---- ENTRIES SHOWN

PR #635, opened 2022-05-19
Added method setContentUrl to set url when using html method

vitorsemeano:
This pull request adds a new method called setContentUrl.

When using the method html, sometimes you may have relative paths in your code, that needs a base url to be completely fetched. This feature allows setting this url into puppeteer.


freekmurze:
Thank you!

--------

### EXERCISE INSTRUCTIONS
Write out every record exactly as it appears above.

### SOLUTION FOR THIS EXERCISE
PR #635, opened 2022-05-19
Added method setContentUrl to set url when using html method

vitorsemeano:
This pull request adds a new method called setContentUrl.

When using the method html, sometimes you may have relative paths in your code, that needs a base url to be completely fetched. This feature allows setting this url into puppeteer.


freekmurze:
Thank you!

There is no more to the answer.